By Brian Costin -
Illinois is ranked as the third-most corrupt state in the nation. And Illinoisans have by far the lowest level of trust in state government in the nation at only 28 percent.
So why are lawmakers trying to make it harder and more expensive for citizens to fight public corruption? A “watchdog tax” bill that does just that has passed both the Illinois House and Senate.
One of the most important citizen watchdog tools is the Freedom of Information Act, or FOIA, which gives normal people access to public information on how their government operates. By researching government activities citizens can deter and expose government corruption and help ensure taxpayer dollars are being spent appropriately.
Under current Illinois law, when a FOIA requester asks for electronic copies of public documents, public bodies are allowed to “charge the requester for the actual cost of purchasing the recording medium.” Usually, this results in a cost of $1 or less for most types of requests.
A new law, House Bill 3796, would increase the cost up to $100 for “voluminous requestors” and dramatically weaken the state’s FOIA laws.
First of all, the term “voluminous requestor” is derogatory and shameful. Government watchdogs should be treated like valuable resources, not public nuisances.
And HB 3786 has an incredibly narrow definition of what constitutes a voluminous requestor.
“(h) ‘Voluminous request’ means a request that: (i) includes more than 5 individual requests for more than 5 different categories of records or a combination of individual requests that total request for more than 5 different categories of records in a period of 20 business days; or (ii) requires the compilation of more than 500 letter or legal-sized pages of public records unless a single requested record exceeds 500 pages.”
Government documents can be quite long. A single board packet for a modestly sized municipality in Illinois can easily total 200 to 300 pages. Ask for two or three board packets and you are now considered a voluminous requestor.
If a citizen watchdog simply asked for all of the documents in our 10-Point Transparency Checklist, the law would allow public bodies to immediately label them as a voluminous requestor.
And the financial implications of the bill would be a real burden for most citizen requesters.
If the electronic record is in PDF format, a $100 charge would be leveed if it takes up more than 160 megabytes of data space. If it isn’t in PDF format, requesters could be charged up to $100 for more than 4 megabytes of data.
For context, Google Drive gives users 15 gigabytes of cloud storage – that’s 15,360 megabytes – for free.
Currently, for electronic requests, public bodies are only allowed to charge the cost of the recording medium to transmit the data, which is usually $1 or less. The proposed charge of up to $100 represents a potential 10,000 percent increase in the cost of a citizen making a simple FOIA request.

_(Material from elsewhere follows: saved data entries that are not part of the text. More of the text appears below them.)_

PR #3571, opened 2018-01-18
Fixes #3570 Buffer mismatches

### LINKED ISSUE #3570: Buffer mismatches
Sometimes while typing the two text models can still get out of sync.

I'll figure it out.

zooba:
Currently, this fixes multiple parses being started simultaneously for the same document. I still need to verify that this was the underlying cause, but it's not too early to start reviewing this.

In short, the problem we had before is that `ConcurrentDictionary.AddOrUpdate` does not guarantee that it will only call one of the factory functions, so we could end up with two parsers for the one counter increment, as well as two conflicting results that _may_ have been causing incorrect responses and hence comparisons leading to the assertion.

### DIFF
--- a/Python/Product/Analysis/LanguageServer/ParseQueue.cs
+++ b/Python/Product/Analysis/LanguageServer/ParseQueue.cs
@@ -51,10 +51,7 @@ namespace Microsoft.PythonTools.Analysis.LanguageServer {
 
             var task = new ParseTask(this, doc, languageVersion);
             try {
-                var c = _parsing.AddOrUpdate(doc, task, (d, prev) => prev?.ContinueWith(task) ?? task);
-                if (c == task) {
-                    task.Start();
-                }
+                _parsing.AddOrUpdate(doc, task, (d, prev) => task.ContinueAfter(prev)).Start();
                 return task.Task;
             } finally {
                 task.DisposeIfNotStarted();
@@ -127,10 +124,10 @@ namespace Microsoft.PythonTools.Analysis.LanguageServer {
             private readonly IPythonParse _parse;
 
             private readonly TaskCompletionSource<IAnalysisCookie> _tcs;
-            private ParseTask _next;
+            private Task<IAnalysisCookie> _previous;
 
             // State transitions:
-            //  UNSTARTED -> QUEUED     when passed to ContinueWith
+            //  UNSTARTED -> QUEUED     when Start() called and _previous is set
             //  UNSTARTED -> DISPOSED   when DisposeIfNotStarted() is called
             //  UNSTARTED -> STARTED    when Start() is called
             //  QUEUED    -> STARTED    when Start(QUEUED) is called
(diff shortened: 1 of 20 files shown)


Python/Product/Analysis/ProjectEntry.cs
```diff
@@ -84,86 +82,74 @@ IAnalysisCookie cookie
...
-            lock (this) {
-                if (_updatesPending > 0) {
-                    _updatesPending--;
+        private readonly ManualResetEventSlim _pendingParse = new ManualResetEventSlim(true);
+        private long _expectedParse;
+
+        private class ActivePythonParse : IPythonParse {
+            private readonly ProjectEntry _entry;
+            private readonly long _expected;
+            private bool _completed;
```
AlexanderSher: Has to be either volatile or accessed under lock

Python/Product/Analysis/ProjectEntry.cs
```diff
@@ -84,86 +82,74 @@ IAnalysisCookie cookie
...
-
-            lock (this) {
-                _waiters--;
-                if (_waiters == 0 &&
-                    Interlocked.CompareExchange(ref _sharedWaitEvent, _curWaiter, null) != null) {
-                    _curWaiter.Dispose();
-                }
-                _curWaiter = null;
+        public IPythonParse WaitForCurrentParse(int timeout = -1) {
+            _pendingParse.Wait(timeout);
```
AlexanderSher: You need to check if `Wait` has returned `true` or `false`

Python/Product/Analysis/LanguageServer/ParseQueue.cs
```diff
@@ -32,181 +32,223 @@ class ParseQueue {
...
+            private void DisposeWorker() {
+                Debug.Assert(Volatile.Read(ref _state) == DISPOSED);
+
+                var next = Interlocked.Exchange(ref _next, null);
+                _queue._parsingInProgress.Decrement();
+                _queue._parsing.TryUpdate(_document, next, this);
+                next?.Start(QUEUED);
+            }
+
+            public ParseTask ContinueWith(ParseTask nextTask) {
```
AlexanderSher: `ContinueWith` is invoked in inside `updateValueFactory`, which means that you don't know how how many times it is called and which of results will be used.
For example, if there are two concurrent requests, and `_parsing` already has a value, `ContinueWith` may be called 3 times:
- Invocation of  `updateValueFactory` for the first request: `ContinueWith` changes `_next`  to the `ParseTask` from first request
- Invocation of  `updateValueFactory` for the second request: `ContinueWith` finds that `_next` is already set and changes `_next` of the the `ParseTask` from first request to the `ParseTask` from second request
- Second invocation processed faster than the first one, so dictionary accepts `ParseTask` from second request as a new value
- Another invocation of the `updateValueFactory` for the first request: `ContinueWith` changes `_next`  of the the `ParseTask` from second request to the `ParseTask` from first request

As a result, we have a loop.

Python/Product/Analysis/ProjectEntry.cs
zooba: Either that or change the definition to say "return the latest after the delay", which is the usual behaviour anyway. But returning `null` here is what the previous version of this did and it helps improve logging.

Python/Product/Analysis/ProjectEntry.cs
zooba: Each instance of this class is only used on a single thread - it's the call back into ProjectEntry that needs to be controlled.

Python/Product/Analysis/LanguageServer/ParseQueue.cs
zooba: Ah, it's worse than that. They just use a `while (true)` loop and keep calling either factory until something succeeds. I think I can make this safer though.

AlexanderSher: I think I've managed to fix it with smaller change: https://github.com/AlexanderSher/PTVS/commit/15fab6679bdbc759c44e32389a6f8bcf96b8ccb8

Python/Product/Analysis/LanguageServer/ParseQueue.cs
```diff
@@ -32,181 +32,224 @@ class ParseQueue {
...
+                _parse = (_document as IPythonProjectEntry)?.BeginParse();
+
+                _tcs = new TaskCompletionSource<IAnalysisCookie>();
+            }
+
+            public Task<IAnalysisCookie> Task => _tcs.Task;
+
+            public void DisposeIfNotStarted() {
+                if (Interlocked.CompareExchange(ref _state, DISPOSED, UNSTARTED) == UNSTARTED) {
+                    _parse?.Dispose();
```
AlexanderSher: This code is unreachable. `parsing.AddOrUpdate` will always return current task,  `Start` is always called before `DisposeIfNotStarted` and it changes `_state` to either `QUEUED` or `STARTED` before any exception can occur.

The effect of this bill is to discourage people from making FOIA requests and being public watchdogs. For the brave citizens who aren’t discouraged and continue to make FOIA requests, HB 3786 is effectively a “watchdog tax” that erodes the financial resources of people who want to hold government accountable.
The bill had wide bipartisan support in both the Illinois House and Senate. The House vote was 77-36-1 on the same day the bill language was introduced on May 27. Three days later the Senate voted 49-1 in favor of the bill, with only State Sen. Tom Cullerton (D-Villa Park) voting no.
Sneaking through an anti-transparency bill under cover of the final few hectic days of a legislative session is yet another symbol of what is wrong with Illinois politics.
If Illinois truly wants to begin to fix its corruption problems, the last thing it should be doing is discouraging citizens from making FOIA requests. The public should be given an opportunity to hold government accountable and prevent corruption without the financial burden imposed by this bill.
Gov. Quinn should veto the “watchdog tax” bill and send it back to the legislature for more careful deliberation under the watchful eyes of the public.